Death and suicide are always on my mind, but I am too scared to hurt myself. I just can't live without her and can't accept that I repeatedly did everything to ruin the most precious thing I ever had. While she now feels happy without me.

I can't live with myself.


You sound like Tiger Woods.
Anonymous
Anonymous wrote:So your wife is your soul mate? Not the various APs and other women you had? You are not hers now.


Fair point. I never had feelings for anyone else but my ex-wife. Cheating was not about feelings, it was an escape from my problems, a way to get high, to regulate my poor self esteem maybe, to fill the emptiness of my existence and also deal with my depressive mood. It was criminal. I know. I also know my ex-wife is gone. I am not trying to get her back.
Anonymous
Anonymous wrote:Your grief is temporary. It's just a twinge of pain because you are no longer the center of attention. You will soon find other women to try to fill the bottomless pit of selfishness within you. Luckily for you, women are interchangeable and disposable. This is the pattern for the rest of your life - you won't be happy because you can't find happiness in another person. You have to be content with yourself. Keep searching dating apps, though - you might find THE ONE. And the one after that, and the one after that.

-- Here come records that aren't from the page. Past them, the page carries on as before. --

PR #311, opened 2026-03-12
spec: add COUNT aggregation intent

gdorsi:
This PR adds the COUNT aggregation MVP intent spec.

It covers:
- the user-facing `count()` query shape and semantics
- the execution and sync model for reactive `COUNT(*)`
- the planned IR, graph, and runtime shaping work for the first implementation slice

[Preview](https://github.com/garden-co/jazz2/blob/codex/count-aggregation-intent/specs/todo/a_mvp/count_aggregation_intent.md)

### DIFF
--- a/TODO.md
+++ b/TODO.md
@@ -25,6 +25,7 @@
 
 - [**client-state-cleanup**](todo/ideas/1_mvp/client-state-cleanup.md) — Garbage collection of server-side state (sync cursors, query subscriptions, session records) for permanently disconnected clients.
 - [**complex-merge-strategies**](todo/ideas/1_mvp/complex-merge-strategies.md) — Per-column/per-table merge strategies beyond LWW (counters, sets, rich text, custom logic).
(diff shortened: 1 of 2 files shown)


specs/todo/a_mvp/count_aggregation_intent.md
```diff
@@ -0,0 +1,392 @@
...
+
+  let baseQuery = app.todos.orderBy("id", "desc");
+  if (showDoneOnly) {
+    baseQuery = baseQuery.where({ done: true });
+  }
+
+  const pageQuery = baseQuery.limit(PAGE_SIZE).offset(page * PAGE_SIZE);
+  const countQuery = baseQuery.count();
+
+  const todos = useAll(pageQuery) ?? [];
```
gdorsi: I think that would be ok for now to just fit `count` in the existing hooks/APIs.

I think at some point we will have to revisit hooks, but for now it should be ok to have a single generic API.

PR #320, opened 2026-03-12
Optimize opfs-btree CRC32 for wasm

gdorsi:
### Summary

- Replaced the `crc32fast` dependency (which falls back to `crc-rs`'s software implementation on WASM) with a hand-rolled slicing-by-16 CRC32 tuned for WASM page checksumming.
- Halves the lookup table footprint from 32 KB (slicing-by-32) to 16 KB (slicing-by-16) for better L1 cache behavior on WASM engines.

### Why not crc32fast?

`crc32fast` is fast on native targets — it uses SSE4.2 CRC32C instructions on x86 and NEON on ARM. On WASM, none of that exists. It falls back to a generic software path (via `crc-rs`) that:

1. **Defaults to bytewise** (`Table<1>`) unless you explicitly opt into `Table<16>`. The bytewise path is ~6x slower than slicing-by-16 per crc-rs's own benchmarks.
2. **Carries generic abstraction overhead.** crc-rs supports CRC-8/16/32/64/82 with arbitrary polynomials, reflection, init/xorout. Each lookup goes through generic code that handles `refin`/`refout` and runtime-configurable polynomial — none of which we need for IEEE CRC32.
3. **Inhibits inlining across crate boundaries.** Without LTO (typical in WASM builds), each `digest.update()` crosses a function boundary. Our `crc32::update` is `#[inline]` within the same crate as `page_checksum`.
4. **Adds WASM binary size.** Monomorphized generic code for `Crc<u32, Table<16>>` plus the crate's supporting types inflate the `.wasm` binary. Our implementation is ~200 lines total.

### Why slicing-by-16 instead of slicing-by-32?

Both process exactly 1 table lookup per input byte — the algorithmic throughput is identical. The difference is cache pressure:

| Approach | Table size | L1 fit (32 KB typical) |
|---|---|---|
| Slicing-by-32 | 32 KB | Saturates L1, evicts page data |
| Slicing-by-16 | 16 KB | Fits with ~16 KB headroom |

For our hot path (checksumming 16 KB B-tree pages), slicing-by-32's tables barely fit in L1 and compete with the page buffer and stack for cache lines. Slicing-by-16 leaves room for other working data, giving consistently higher hit rates after the first few chunks warm the tables.

WASM lacks carryless multiply (PCLMULQDQ) and hardware CRC instructions, so table-based slicing is the ceiling for software CRC32. Slicing-by-16 is the sweet spot: half the memory of slicing-by-32 with no throughput loss per byte.

### What this doesn't change

- On-disk checksum format (still IEEE CRC32).
- Non-WASM builds use `update_state_slow` (bytewise) — native targets can rely on hardware CRC or a dedicated native crate if needed later.
- Public API: `crc32::hash(&[u8]) -> u32` and `crc32::update(u32, &[u8]) -> u32`.

### DIFF
--- a/Cargo.lock
+++ b/Cargo.lock
@@ -660,15 +660,6 @@ dependencies = [
 ]
 
 [[package]]
-name = "crc32fast"
-version = "1.5.0"
-source = "registry+https://github.com/rust-lang/crates.io-index"
-checksum = "9481c1c90cbf2ac953f07c8d4a58aa3945c425b7185c9154d67a65e4230da511"
-dependencies = [
- "cfg-if",
-]
-
-[[package]]
 name = "criterion"
 version = "0.5.1"
 source = "registry+https://github.com/rust-lang/crates.io-index"
@@ -2422,7 +2413,6 @@ name = "opfs-btree"
 version = "0.1.0"
 dependencies = [
  "bf-tree",
- "crc32fast",
  "criterion",
  "fjall",
  "js-sys",
--- a/crates/opfs-btree/Cargo.toml
+++ b/crates/opfs-btree/Cargo.toml
@@ -13,7 +13,6 @@ crate-type = ["cdylib", "rlib"]
 compare-native = ["dep:bf-tree", "dep:rocksdb", "dep:fjall"]
 
 [dependencies]
-crc32fast = "1"
 rustc-hash = "2"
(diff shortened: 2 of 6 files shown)


aeplay:
closing in favor of #326

PR #325, opened 2026-03-13
Fix permissions.ts app import loading during schema build

tobiaslins:
## Summary
- load  through 's CJS loader while keeping  and migrations on the existing ESM path
- preserve generated  compatibility for , , and bare  imports from 
- add CLI regression tests covering all three import spellings

## Testing
- pnpm exec vitest run src/cli.test.ts --config vitest.config.ts
- reproduced the failure in  with published 
- verified the patched local wrapper succeeds against a temp workspace built from the real  schema

### DIFF
--- a/packages/jazz-tools/src/cli.test.ts
+++ b/packages/jazz-tools/src/cli.test.ts
@@ -76,10 +76,10 @@ table("todos", {
 `;
 }
 
-function permissionsSchema(): string {
+function permissionsSchema(appImportPath: string = "./app.js"): string {
   return `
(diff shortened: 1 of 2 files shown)


joeinnes:
As discussed on Discord, adding a test that bypasses the Vitest module loading pipeline.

I have absolutely no desire to be using dating apps or be with someone else, and I can't imagine loving someone else than her. Of course, I understand she is gone and I am not trying to get her back. I believe I am genuine about my love for her, and I can't see myself moving on from this divorce. And I agree with you, I need to be content with myself, but I feel such a void inside me, which I've felt before. Everything reminds me of her, and I can't accept that or understand why I hurt her and ruined my life. I had everything to be happy and make her happier, and ruined it, repeatedly.